▶ Task to carry out
Read through the records below and copy each line that uses the word "always".

▶ Task inputs
****************************************
PR #715, opened 2026-04-09
GCONPROD Keyword add support for Item 10 = POTN

gdfldm:
and update text


parts/chapters/subsections/12.3/GCONPROD.fodt
```diff
@@ -5761,7 +5761,7 @@ Updated with AFR/TSA Rev-D comments and new keywords.</dc:description><meta:init
...
+    <text:p text:style-name="P127">All groups are controlled by oil rate targets or constraints, but only the field level has water, gas and liquid constraints to reflect the actual production facility constraints. The wells under group control will be produced based on oil potential of each of the wells under group control, such that the field oil production target of 40,000 stb/d is honored and subject to the other constraints. <text:s/>In addition, GRP01 and GRP02 oil rate values of 25,000 stb/d are constraints as these two groups are subject to the <text:span text:style-name="NotKeyword">FIELD</text:span> level targets and constraints.</text:p>
```
michal-toth: This sentence should use active voice: "The wells under group control will _be produced_ based on oil potential..."

gdfldm: Changed to "The wells under group control are produced by the group based on the oil potential..."

michal-toth: I meant that the sentence should be "The wells under group control will _produce_ based on oil potential...". What is produced is not wells but what gets out of them.

michal-toth (approved):

PR #724, opened 2026-04-25
Fix typos and unit formatting

michael-liem-4:
Fix minor typos in Table 5.2 and in the THPRESFT keyword description. Fix unit formatting in WCONINJE and WCONINJH keyword descriptions.


gdfldm:
@michael-liem-4, thanks for the fixes.

PR #732, opened 2026-04-28
Fix degree symbol

gdfldm:
Use degree symbol rather than superscript o


parts/chapters/sections/8/2.fodt
```diff
@@ -10949,7 +10949,7 @@ Updated with AFR/TSA Rev-D comments and new keywords.</dc:description><meta:init
...
+    <text:p text:style-name="_40_TextBody">The term low shrinkage oil is derived from the fact that oil shrinkage is small, i.e., with an oil formation volume factors less than 1.5. This oil can be described as having a broad based phase envelope, high percentage of liquid, high proportion of heavier hydrocarbons, GOR&apos;s less than 500 scf/stb or 100 Sm<text:span text:style-name="T176">3</text:span>/m<text:span text:style-name="T176">3</text:span>, oil gravity 30 °<text:span text:style-name="NotKeyword">API</text:span> or heavier, and the stock tank liquid being black or a deep color. If the oil has a very low GOR and therefore has an oil formation volumes factor close to one, as observed in heavy oil reservoirs, then it is common to model this type of reservoir neglecting the gas phase. That is this type of reservoir fluid is typically modeled as a two-phase oil-water system using a black-oil formulation, which results in greater computational efficient due to having only two phases as opposed to the three phases in an oil-gas-water system.</text:p>
```
michal-toth: Old typo: "which results in greater computational _efficient_ due to".

The style T176 could be replaced with Super too.

parts/chapters/subsections/10.3/OILAPI.fodt
```diff
@@ -4295,7 +4295,7 @@ Updated with AFR/TSA Rev-D comments and new keywords.</dc:description><meta:init
...
+       <text:p text:style-name="P4573">The American Petroleum Institute (“API”) classifies oils based on an <text:a xlink:href="#__RefHeading___Toc4422_421927891">API</text:a> gravity (γ<text:span text:style-name="T4092"><text:a xlink:href="#__RefHeading___Toc4422_421927891">API</text:a></text:span>), <text:s/>or degrees <text:a xlink:href="#__RefHeading___Toc4422_421927891">API</text:a> (°<text:span text:style-name="NotKeyword">API</text:span>), the relationship between relative density (γ<text:span text:style-name="T4092">o</text:span>) of oil and <text:a xlink:href="#__RefHeading___Toc4422_421927891">API</text:a> gravity (γ<text:span text:style-name="T4092"><text:a xlink:href="#__RefHeading___Toc4422_421927891">API</text:a></text:span>) is given by:</text:p>
```
michal-toth, line 4298: The API with the degree symbol lost the xlink. However, there are many other API around with links.

michal-toth:
Looks good. It is unfortunate that using the degree symbol broke xlinks to many API.

michal-toth (approved):

gdfldm:
> Looks good. It is unfortunate that using the degree symbol broke xlinks to many API.

I guess this is subjective. I don't think it always makes sense to generate a link if it is not relevant or necessary, for example if FIELD refers to the top level group it doesn't make sense to create a link to the FIELD units keyword, or if there are multiple instances in the same paragraph.

The "NotKeyword" tag has been used here to manually prevent links from being generated by the script.

PR #736, opened 2026-05-06
Typo 'as oppose to' -> 'as opposed to'

gdfldm:


michal-toth (approved):
It is great that you checked other files for the typo.

PR #741, opened 2026-05-08
Issue 708: Update equations 8.19 and 8.20

gdfldm:


michal-toth (approved):
Good catch finding the typo k_rw -> k_rw,max (should be k_rww before).

By chance, I found another typo in this file: "Under these circumstance" (at two places).

michal-toth (approved):

PR #747, opened 2026-05-12
Fix floating point exponents

gdfldm:
and tidy FOAMFSC keyword expressions at the same time

### DIFF
--- a/parts/chapters/subsections/12.3/GCONCAL.fodt
+++ b/parts/chapters/subsections/12.3/GCONCAL.fodt
@@ -4538,7 +4538,7 @@ Updated with AFR/TSA Rev-D comments and new keywords.</dc:description><meta:init
       </table:table-cell>
       <table:table-cell table:style-name="Table1144.C2" table:number-columns-spanned="3" office:value-type="string">
        <text:p text:style-name="P38">A real positive value that defines the target surface calorific value of the produced gas.</text:p>
-       <text:p text:style-name="P34">The default value of 1 x 10<text:span text:style-name="Super">20</text:span> switches off calorific control for the group.</text:p>
+       <text:p text:style-name="P34">The default value of 10<text:span text:style-name="Super">20</text:span> switches off calorific control for the group.</text:p>
       </table:table-cell>
       <table:covered-table-cell/>
       <table:covered-table-cell/>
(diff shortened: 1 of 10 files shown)


parts/appendices/F.fodt
```diff
@@ -44891,7 +44894,7 @@ Updated with AFR/TSA Rev-D comments and new keywords.</dc:description><meta:init
        <text:p text:style-name="P1561">Data</text:p>
       </table:table-cell>
       <table:table-cell table:style-name="Table783.C5" table:number-columns-spanned="3" office:value-type="string">
-       <text:p text:style-name="P1562">Tabular data array. The data should be written out in double precision and missing data should be set to less than or equal to -10.0 x 1020 or greater than or equal to 10.0 x 1020.</text:p>
+       <text:p text:style-name="P1562">Tabular data array. The data should be written out in double precision and missing data should be set to less than or equal to -10.0 x 10<text:span text:style-name="Super">20</text:span> or greater than or equal to 10.0 x 10<text:span text:style-name="Super">20</text:span>.</text:p>
```
michal-toth: With proper exponents it is now better to write 10^21 than 10x10^20.

parts/chapters/subsections/12.3/GCONCAL.fodt
```diff
@@ -4535,7 +4538,7 @@ Updated with AFR/TSA Rev-D comments and new keywords.</dc:description><meta:init
       </table:table-cell>
       <table:table-cell table:style-name="Table1144.C2" table:number-columns-spanned="3" office:value-type="string">
        <text:p text:style-name="P38">A real positive value that defines the target surface calorific value of the produced gas.</text:p>
-       <text:p text:style-name="P34">The default value of 1 x 1020 switches off calorific control for the group.</text:p>
+       <text:p text:style-name="P34">The default value of 1 x 10<text:span text:style-name="Super">20</text:span> switches off calorific control for the group.</text:p>
```
michal-toth: 1x in front of 1x10^20 is no longer necessary

parts/appendices/F.fodt
gdfldm: I suspect that this is a typo and 10 x 10^20 should be 1 x 10^20 [see for example](https://github.com/OPM/opm-common/blob/fbb93414dfcc5e1a19a642fd34306af76f4137f2/opm/output/eclipse/WriteInit.cpp#L592). I will change it

michal-toth:
There are couple of 1x10^n and 1.0x10^n left. Everything else looks good.

gdfldm:
> There are couple of 1x10^n and 1.0x10^n left. Everything else looks good.

I am undecided about the best format to use: 10^n, 1 x 10^n, or 1.0 x 10^n, or even 1en, 1En, or 1E+n for default values. So I am minded to leave these for now and consider a possible global change in a future PR.

michal-toth:
> I am undecided about the best format to use: 10^n, 1 x 10^n, or 1.0 x 10^n, or even 1en, 1En, or 1E+n for default values. So I am minded to leave these for now and consider a possible global change in a future PR.

Then this PR can be merged. I prefer 10^n for integers but am less certain about floating point numbers.

michal-toth (approved):

PR #753, opened 2026-05-14
Update Radial Grid Keywords ...

gdfldm:
since OPM ResInsight now supports plotting radial grids.


michal-toth (approved):
Nice to see that ResInsight can now process radial grids. The PR looks good, although I am think there is an old typo. The word "whereas," should not be followed by a comma. (It is in every paragraph changed by this PR.)

michal-toth (approved):

PR #760, opened 2026-05-26
Appendix C: Fix page break

gdfldm:
Fix missing page break before Appendix C.
(changes based on B.fodt)


michal-toth:
Where is the page break that got fixed? The only change I found is the formatting of the first/title page of the appendix. Adding the background coloring, headers, etc. is a nice improvement (and approved :) ).

gdfldm:
> Where is the page break that got fixed?

The missing page break only became apparent when the full manual was built. I think previously the page break was at the end Appendix B instead of at the start of Appendix C, and I deleted it when I updated the Release Note.

I have now added a page break at the start of Appendix C, which is now more consistent with the other appendices. The background colours etc. are a side effect of moving the page break.

michal-toth (approved):

PR #1018, opened 2015-05-21
Added Display options for Portfolio Gallery

LaocheXe:
Added the options to display the Portfolio Gallery in the Modern Business layout/template.


CaMer0n:
In the comments, you'll see it says: //TODO Add {GALLERY_PORTFOLIO}  to portfolio_menu.php 
ie. it should all be moved to a menu, then it can be removed, added, and made visible to userclasses etc. etc.

PR #1048, opened 2015-06-10
Language creation links php

tgtje:
First go , please check if in order updated admin/links php to use defines AND English/admin/lan_links php with added new defines


CaMer0n:
Your commit and changes are good! (y) Unfortunately, I reverted that change in the core just before seeing this. This mechanism has been moved to an external plugin.

PR #1053, opened 2015-06-13
Language LANs change (latest files used)

tgtje:
Txts replaced by LANs, where needed created defines in files active in region and most likely (if none existing)
Worked on : 
E......admin/ admin php  hovering txt's
Admin > dropdown admin option (personalize AND  links txt lan's )
Admin> stats DEMO panel (up to installed )

Note : installed stats screendisplays  the  3 digit DAY ;  is likely coded ? > can not find it....

hope i've got everything, tested a lot embed screenshot to display what has changed (Dutch = new defines working)

pers
demo
installed
logg

I am aware it is not probably the best way (workflow) but Dutch is quite well developed so any non working will show quickly

### DIFF
--- a/e107_admin/auth.php
+++ b/e107_admin/auth.php
@@ -68,7 +68,7 @@ if (ADMIN)
 		if(e107::getUser()->getSessionDataAs())
 		{ // TODO - lan
 			$asuser = e107::getSystemUser(e107::getUser()->getSessionDataAs(), false);
-			e107::getMessage()->addInfo('Successfully logged in as '.($asuser->getId()  ? $asuser->getName().' ('.$asuser->getValue('email').')' : 'unknown'). ' <a href="'.e_ADMIN_ABS.'users.php?mode=main&amp;action=logoutas">[logout]</a>');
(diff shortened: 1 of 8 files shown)


CaMer0n:
I believe there is something wrong with your editor.  As you can see from the commit, it has modified 880 lines of infopanel.php. Please correct and resubmit. Also, it is better to use a LAN description that matches the content of the LAN. eg. LAN_LOGIN_PWD_REQ

tgtje:
Ok will rework on that (change editor)
(please do not look at it in just posted commits, i believe the editor did it again)
i saw message after commiting, and found it displaying strange also (changed 4 items on 4 lines) in 2 files

still trying to get pull requests on a per item base..

CaMer0n:
Thank you! You might want to try using Notepad++ and experimenting with the line-ending encoding (ie. Linux, Windows, etc). (it has an option to convert them) Just resave the script and then check how many lines were changed.

tgtje:
I will, always used pspadeditor for years, but it seems troublesome when creating for Github lately, however other files are fine..... well we never will know. Going to Notepad ++ as standard. And if that does not  work (for me) i'll try sublime. Thanks for letting know.

PR #1057, opened 2015-06-16
top nav admin dropdown menu txt to  system LANs

tgtje:
On frontpage bootstrap and bootstrap 3 top nav admin (dropdown) txts replaced by LANs used in system


tgtje:
@Cameron : please see private message

PR #1060, opened 2015-06-16
Bootstrap and Bootstrap3 theme shortcode php

tgtje:
txt replaced by system own existing LANs
what/where ? > admin dropdown menu txts AFTER login at Top Nav Bar/ frontpage


CaMer0n:
That's more like it! :+1:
****************************************
▶ Response to this exercise
I guess this is subjective. I don't think it always makes sense to generate a link if it is not relevant or necessary, for example if FIELD refers to the top level group it doesn't make sense to create a link to the FIELD units keyword, or if there are multiple instances in the same paragraph.
I will, always used pspadeditor for years, but it seems troublesome when creating for Github lately, however other files are fine..... well we never will know. Going to Notepad ++ as standard. And if that does not  work (for me) i'll try sublime. Thanks for letting know.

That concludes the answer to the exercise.